### [WHAT IS BEING ASKED]
The full listing should be reproduced exactly as it appears.

### [RECORDED INFORMATION]
Issue #18, opened 2019-01-17
Make example definitions private?


ice1000:
I see there're definitions of 1024 in different representations of int/nats, it's good to have them. But they're exposed as a public function, it's not what we expect for a library.

Is it better to make them private?

mortberg:
Yes, I think the various experiments and examples should be made private.

PR #25, opened 2019-01-19
Use `private`

ice1000:
#18


Cubical/Basics/Int.agda
```diff
@@ -55,8 +55,7 @@ coherence (negsuc (suc zero)) = refl
 coherence (negsuc (suc (suc n))) = refl
 
 -- Some tests
-module _ where
```
mortberg: Aha, this is how one does this!

mortberg:
Looks good to me. Thanks

Cubical/Basics/Int.agda
ice1000: Yes :)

### [SOLUTION TO THIS PROBLEM]
Issue #18, opened 2019-01-17
Make example definitions private?


ice1000:
I see there're definitions of 1024 in different representations of int/nats, it's good to have them. But they're exposed as a public function, it's not what we expect for a library.

Is it better to make them private?

mortberg:
Yes, I think the various experiments and examples should be made private.

PR #25, opened 2019-01-19
Use `private`

ice1000:
#18


Cubical/Basics/Int.agda
```diff
@@ -55,8 +55,7 @@ coherence (negsuc (suc zero)) = refl
 coherence (negsuc (suc (suc n))) = refl
 
 -- Some tests
-module _ where
```
mortberg: Aha, this is how one does this!

mortberg:
Looks good to me. Thanks

Cubical/Basics/Int.agda
ice1000: Yes :)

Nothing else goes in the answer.